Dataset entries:
◆ ◆ ◆ ◆ ◆

PR #5057, opened 2021-05-29
Add experimental option to disable getting shell context menu items

### LINKED ISSUE #5032: Taking 15 seconds to open menu when rightclicking a file or folder
**Explain the bug**
When right-clicking a file or folder to get the menu, where you can delete and rename, its taking about 15 seconds to open, sometimes the app will freeze and then I need to reopen it in order to use it again.
My app is in the latest version from the Microsoft Store so the latest update didnt fixed it.

**To reproduce**
Right click filr ot folder

**Expected behavior**
It should just open the menu immidiately like the normal file explorer

**Logfile**

[debug.txt](https://github.com/files-community/Files/files/6540816/debug.txt)
[debug_fulltrust.txt](https://github.com/files-community/Files/files/6540817/debug_fulltrust.txt)

**System Information**
 - OS Version: Windows 10 21H1 19043.985
 - App version: v1.5.0.0

**Additional comment**
The entire app is very laggy and almost unusable because of it, my pc is very strong (Ryzen 9 5900x nvme and all of the good stuff) so its not the problem

gave92:
**Resolved / Related Issues**
- Closes #5032 (sort of)

**Details of Changes**
Add details of changes here.
- Added experimental option to disable getting shell context menu items

**Validation**
- [x] Built and ran the app

### DIFF
--- a/Files/Strings/en-US/Resources.resw
+++ b/Files/Strings/en-US/Resources.resw
@@ -2412,4 +2412,7 @@
   <data name="NavToolbarWidgets.Label" xml:space="preserve">
     <value>Widgets</value>
   </data>
+  <data name="SettingsLoadShellContextMenuItems.Header" xml:space="preserve">
+    <value>Show explorer's context menu items in Files</value>
+  </data>
 </root>
--- a/Files/Strings/en-US/Resources.resw
+++ b/Files/Strings/en-US/Resources.resw
@@ -2413,6 +2413,6 @@
     <value>Widgets</value>
   </data>
   <data name="SettingsLoadShellContextMenuItems.Header" xml:space="preserve">
-    <value>Show explorer's context menu items in Files</value>
+    <value>Show shortcut menu handlers from Windows Explorer</value>
   </data>
 </root>
--- a/Files/Views/SettingsPages/Experimental.xaml
+++ b/Files/Views/SettingsPages/Experimental.xaml
@@ -43,7 +43,7 @@
 
                 <ToggleSwitch
                     x:Uid="SettingsLoadShellContextMenuItems"
-                    Header="Show explorer's context menu items in Files"
+                    Header="Show shortcut menu handlers from Windows Explorer"
                     HeaderTemplate="{StaticResource CustomHeaderStyle}"
                     IsOn="{Binding LoadShellContextMenuItems, Mode=TwoWay}" />
             </StackPanel>
--- a/Files/Views/SettingsPages/Experimental.xaml
+++ b/Files/Views/SettingsPages/Experimental.xaml
@@ -40,6 +40,12 @@
                     Header="Show item owner in properties"
                     HeaderTemplate="{StaticResource CustomHeaderStyle}"
                     IsOn="{Binding ShowFileOwner, Mode=TwoWay}" />
+
+                <ToggleSwitch
+                    x:Uid="SettingsLoadShellContextMenuItems"
+                    Header="Show explorer's context menu items in Files"
+                    HeaderTemplate="{StaticResource CustomHeaderStyle}"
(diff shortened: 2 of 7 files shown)


Files/Views/SettingsPages/Experimental.xaml
```diff
@@ -40,6 +40,12 @@
                     Header="Show item owner in properties"
                     HeaderTemplate="{StaticResource CustomHeaderStyle}"
                     IsOn="{Binding ShowFileOwner, Mode=TwoWay}" />
+
+                <ToggleSwitch
+                    x:Uid="SettingsLoadShellContextMenuItems"
+                    Header="Show explorer's context menu items in Files"
```
duke7553, line 46:
```suggestion
                    Header="Show shortcut menu handlers from Windows Explorer"
```

duke7553: Thought it would be better to have some clarity about which items we support displaying alongside standard operations.

Files/Strings/en-US/Resources.resw
```diff
@@ -2412,4 +2412,7 @@
   <data name="NavToolbarWidgets.Label" xml:space="preserve">
     <value>Widgets</value>
   </data>
+  <data name="SettingsLoadShellContextMenuItems.Header" xml:space="preserve">
+    <value>Show explorer's context menu items in Files</value>
```
duke7553, line 2416:
```suggestion
    <value>Show shortcut menu handlers from Windows Explorer</value>
```

lukeblevins (approved):

winston-de:
I think this is worth mentioning here, it turns out we can actually add items to the command bar flyout when it is opened, so we *could* show the flyout with the default options, then add the shell ones once they've been loaded. That would also kind of solve the issue of the flyout taking a long time to open, but it may not look good to have a bunch of items suddenly added.

https://user-images.githubusercontent.com/59544401/120083663-16278380-c07f-11eb-816b-0c179a60d009.mp4

duke7553:
Is there a root cause of why the context menu is occasionally delayed? Is the delay caused by getting the items from the shell, or their icons? I'd be interested in any profiling that's been done in this area, if it's possible.

I haven't looked at the shell shortcut code in almost a year, but we could investigate how to improve perceived responsiveness here.

@winston-de I agree we shouldn't hold up the entire menu for some items, but maybe we can detect scenarios where the menu needs to be displayed but items aren't finished loading yet (after a reasonable duration) and show those particular items in a sub menu item so they don't appear "tacked on" after the primary menu is visible.

gave92:
This is the profiling I did long ago:

| QueryContextMenu [ms] | LoadContextMenu [ms] | SetShellContextmenu (total) [ms] |
|:-----------------:|:-----------------: |:--------------------: |
|57                       |70                       |93                            |
|334                     |368                     |420                          |
|1576                   |1609                   |1681                        |
|2208                   |2232                   |2285                        |

More than 80% of the time is taken by the single line QueryContextMenu and the time taken by it varies greatly from a few milliseconds to more that two seconds.
QueryContextMenu is pretty much a single Win32 API call so I'm not really sure on how to improve this.
_______________________________
But:
- At the time we did not had the possibility to add items to the menu after it was opened
- For some users the delay looks related to the fact that the fulltrustprocess communication is not working for them so the uwp app just freezes for 10s and still shows only Files context menu items

yaichenbaum:
> At the time we did not had the possibility to add items to the menu after it was opened

@gave92 The main reason to disable the shell menu items would be because of the delay, now that we have the option to show the context menu items after the menu is loaded, should work on this instead of a setting to turn off the shell menu items?

gave92:
@yair100 agreed, this can be a backup plan if the smart thing is not ready for v2.

PR #5061, opened 2021-05-30
Details view improvements

gave92:
**Resolved / Related Issues**
- For #4643

**Details of Changes**
Add details of changes here.
- Removed unused RectangleSelection_DataGrid, CustomDataGridStyle classes
- Added sort direction indicators to column headers
- Added size and date created columns
- Fixed an issue with details view icon column width

**Validation**
- [x] Built and ran the app


yaichenbaum:
@gave92 It looks like the icon column is too wide now.

gave92:
Should be same as before: 44px

image

yaichenbaum:
@gave92 I think there is some extra padding already there because so it's not needed.

gave92:
@yair100 ~could you check the new icon column width? I've changed it back to 24px, but looks kinda cramped.~ Nevermind I think I've messed up some paddings.
image

yair100:
> @yair100 ~could you check the new icon column width? I've changed it back to 24px, but looks kinda cramped.~ Nevermind I think I've messed up some paddings.
> image

You can add a fixed width to the icon content so that it doesn't shift after the content is loaded.

gave92:
I hate UIs, could you figure out how to make it stop moving when the folder is empty?

yaichenbaum:
> I hate UIs, could you figure out how to make it stop moving when the folder is empty?

I can try. By the way, can we allow sorting by sync status?

gave92:
Probably but it was never implemented.. next PR :)

yaichenbaum:
> Probably but it was never implemented.. next PR :) Disabled button in sync status looks bad, but if we're going to allow sorting by status it's not an issue.

Sounds good to me, File Explorer allows sorting by status so we might as well.

yaichenbaum:
@gave92 Can you unload the sort icon when it's not being used? It's causing the text to be trimmed when it shouldn't be.

yaichenbaum:
@gave92 I found the cause of the header shifting. It shifts because the header width depends on the size of all the column combined. When the user changes the directory to a directory with a different number of columns, the header needs to recalculate the correct width. I don't have any ideas on how to solve this right now.

gave92:
Mmm not sure that's the same issue: what I see is that all columns shift to the left 12px if the folder is empty. Anyway can be fixed next.

Files/Views/LayoutModes/DetailsLayoutBrowser.xaml
```diff
@@ -319,33 +307,30 @@
                                 <ColumnDefinition x:Name="Column8" Width="0" />
                             </Grid.ColumnDefinitions>
 
-                            <Grid Grid.Column="0" Width="44" />
```
yaichenbaum, line 322: Can you revert this change?

gave92: Nope if I do the columns headers and contents are not aligned

yaichenbaum: I'll take a look again. It seems like some folders have a different width for that column.

gave92: Maybe because it has been saved in preferences for some reason? You coud try disabling "Enable individual preferences for individual folders"

yaichenbaum: That seems to cause other issues.
image

yaichenbaum: > Maybe because it has been saved in preferences for those folders? You could try disabling "Enable individual preferences for individual folders" and see if they are all the same width.

Good catch, I'll give that a try.

yaichenbaum: Can we prevent the user setting from being changed for the icon column?

yair100 (approved):
Great work! LGTM

PR #5108, opened 2021-06-02
Move navigation toolbar to main page

### LINKED ISSUE #4959: Codebase: Move NavigationToolbar to MainPage
| Capability | Priority |
| :---------- | :------- |
| Navigation toolbar will control focused pane | Must |

winston-de:
**Resolved / Related Issues**
- Closes #4959

**Details of Changes**
Add details of changes here.
- [x] move properties to a view model, and add a shell page property for it, so that the model can be updated when the selected tab/pane changes
- [x] update column shell page with the new changes
- [x] move nav toolbar to main page

**Validation**
- [x] Built and ran the app

**Screenshots (optional)**


Files/Files.csproj
```diff
@@ -328,7 +328,9 @@
     <Compile Include="UserControls\Widgets\WidgetsListControl.xaml.cs">
       <DependentUpon>WidgetsListControl.xaml</DependentUpon>
     </Compile>
+    <Compile Include="ViewModels\NavToolbarViewModel.cs" />
```
yaichenbaum, line 331: What value does the view model offer over having the events in the code behind of the control?

duke7553:
@winston-de Looking forward to this improvement. I think it makes sense to separate the processing from the methods which should really be exposed by the control itself. In our case, we would probably want to investigate in future PRs how to accomplish this with NavigationToolbar, which currently has quite a bit of logic unnecessarily in ModernShellPage's code behind.

Files/Files.csproj
winston-de: This way each shell page can only effect it's own nav toolbar view model, so if multiple pages are loading at the same time, they won't both be making conflicting changes to the toolbar ui at once. It also tabs/panes from responding to events when they aren't selected without unsubscribing and subscribing to the events every time the selected page is changed.

yaichenbaum: What is the performance implications of doing this? Are the ViewModels completely destroyed when a tab is closed?

winston-de: Atm, they should be destroyed when ``ModernShellPage`` gets gced, however since there's a bit of an issue with that I'll destroy them manually in the ``Dispose`` function.

winston-de:
https://user-images.githubusercontent.com/59544401/121625459-5cd68f80-ca28-11eb-8445-900f541b2e02.mp4

yair100 (changes requested):

yaichenbaum:
@winston-de it looks like the tabs aren't updating correctly to indicate which tab is selected when two tabs are open.

winston-de:
> @winston-de it looks like the tabs aren't updating correctly to indicate which tab is selected when two tabs are open.

@yair100 I think this issue existed before this pr, and it affects the status bar as well. I'm pretty sure it's an issue with the way events are handled when having both the vertical and horizontal tabs active at the same time. I thought I fixed it, but it would appear not.

yair100:
> > @winston-de it looks like the tabs aren't updating correctly to indicate which tab is selected when two tabs are open.
> 
> @yair100 I think this issue existed before this pr, and it affects the status bar as well. I'm pretty sure it's an issue with the way events are handled when having both the vertical and horizontal tabs active at the same time. I thought I fixed it, but it would appear not.

I can't reproduce this is main so I think it's something to look into.

winston-de:
Hmmm. Does it work properly when you use the vertical multitasking flyout?

yaichenbaum:
> Hmmm. Does it work properly when you use the vertical multitasking flyout?

It mush have been a one time issue, I can't reproduce it anymore.

yair100 (dismissed):

Files/Views/MainPage.xaml.cs
```diff
@@ -98,18 +93,20 @@ public void MultitaskingControl_CurrentInstanceChanged(object sender, CurrentIns
...
         private void PaneHolder_ActivePaneChanged(object sender, EventArgs e)
         {
             SidebarAdaptiveViewModel.NotifyInstanceRelatedPropertiesChanged(SidebarAdaptiveViewModel.PaneHolder.ActivePane.TabItemArguments.NavigationArg.ToString());
-            UpdateStatusBarProperties();
+            UpdateSidebarProperties();
+            UpdateNavToolbarProperties();
         }
 
-        private void UpdateStatusBarProperties()
+        private void UpdateSidebarProperties()
```
duke7553, line 109: Was there rationale behind this name change?

winston-de: Thanks for catching that, I must've mixed up status bar with sidebar xD

Files/Views/ModernShellPage.xaml.cs
```diff
@@ -1206,25 +1205,31 @@ public void Dispose()
...
+            //NavigationToolbar.PathBoxQuerySubmitted -= NavigationToolbar_QuerySubmitted;
+            //NavigationToolbar.BackRequested -= ModernShellPage_BackNavRequested;
+            //NavigationToolbar.ForwardRequested -= ModernShellPage_ForwardNavRequested;
+            //NavigationToolbar.UpRequested -= ModernShellPage_UpNavRequested;
+            //NavigationToolbar.RefreshRequested -= ModernShellPage_RefreshRequested;
+            //NavigationToolbar.RefreshWidgetsRequested += ModernShellPage_RefreshWidgetsRequested;
+            //NavigationToolbar.ItemDraggedOverPathItem -= ModernShellPage_NavigationRequested;
+            //NavigationToolbar.SearchBox.QueryChanged -= ModernShellPage_QueryChanged;
+            //NavigationToolbar.SearchBox.QuerySubmitted -= ModernShellPage_QuerySubmitted;
+            //NavigationToolbar.SearchBox.SuggestionChosen -= ModernShellPage_SuggestionChosen;
```
duke7553, line 1218:
```suggestion
```

We won't need these anymore, will we?

Files/UserControls/NavigationToolbar.xaml.cs
```diff
@@ -28,902 +28,120 @@
...
-                PathText = value;
-                NotifyPropertyChanged(nameof(PathText));
-            }
-        }
 
         private void NotifyPropertyChanged([CallerMemberName] string propertyName = "")
         {
-            PropertyChanged?.Invoke(this, new PropertyChangedEventArgs(propertyName));
+            //PropertyChanged?.Invoke(this, new PropertyChangedEventArgs(propertyName));
         }
```
duke7553, line 131: We can probably completely remove this since it won't be implemented inside the control's code behind itself.

winston-de:
Marking as draft so I can work on cleaning up a lot of old code.

lukeblevins (approved):
Excellent work!

PR #5149, opened 2021-06-06
Fix for navigationbar: click anywhere on the path components to navigate

### LINKED ISSUE #4879: Path bar only allow clicking on the text to navigate
**Explain the bug**
When I try to go somewhere in the path the text is the only clickable part even though the is a button around it that highlights. it should trigger it with the whole button.

gave92:
**Resolved / Related Issues**
- Closes #4879

**Details of Changes**
Add details of changes here.
- Allows to trigger navigation by clicking anywhere on the path components and not just on the text

**Validation**
- [x] Built and ran the app


yaichenbaum (approved):
LGTM

PR #5151, opened 2021-06-06
Upgraded BaseJsonSettingsModel to v2

d2dyno1:
**Details of Changes**
Upgraded `BaseJsonSettingsViewModel` to Clipboard Canvas' `BaseJsonSettingsModel` v2. Benefits:
- Faster settings access thanks to v2 settings cache
- Now multiple settings can be saved. (With previous version that wasn't possible because of a bug)
- More stability

Bundles also should load even faster now.

**Validation**
- [x] Built and ran the app


yaichenbaum:
@d2dyno1 Can you run benchmarks on this format? If the results are good, we can merge the settings together.

d2dyno1:
> Ok, so I've decided not to make those benchmarks
it doesn't seem like it's worth it and the performance benefit wouldn't be that much to change to new solution
*user won't probably notice
but as I said before, there are some other benefits to using BaseJsonSettingsModel

*06/07/2021*

yaichenbaum (approved):
LGTM

PR #5155, opened 2021-06-07
Removed acrylic from properties dialog to match other dialogs

yaichenbaum:


tsvietOK:
I am not sure this is good idea. Is there a design concept for how this should look like?

tsvietOK (approved):

mdtauk:
I assume the properties dialog will be a ContentDialog now, and not a model window?

If it is still a window, then some Acrylic should be kept.

Properties in Dialog
Properties in Window

yaichenbaum:
@mdtauk It'll continue to be a separate window so that users can open more than one dialog at a time, however, users will be able to add acrylic back with custom themes.

PR #5160, opened 2021-06-07
📓 Updated Hungarian translation

KristofKekesi:


gave92 (approved):

gave92:
Acc there's an issue in this xlf file, it won't build -> lines 2963, 2983

yaichenbaum:
@gave92 These files are very tricky, we should probably build the app before approving these PRs. For some reason the build pipeline doesn't find any issues even if they are there.

gave92:
> For some reason the build pipeline doesn't find issues when it comes to these files.

Yeah that was what got me xD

◆ ◆ ◆ ◆ ◆

**Your instructions**
Quote only the lines from the one containing "they are there." through the final line of the records, with both ends included.

**Output of the exercise**
@gave92 These files are very tricky, we should probably build the app before approving these PRs. For some reason the build pipeline doesn't find any issues even if they are there.

gave92:
> For some reason the build pipeline doesn't find issues when it comes to these files.

Yeah that was what got me xD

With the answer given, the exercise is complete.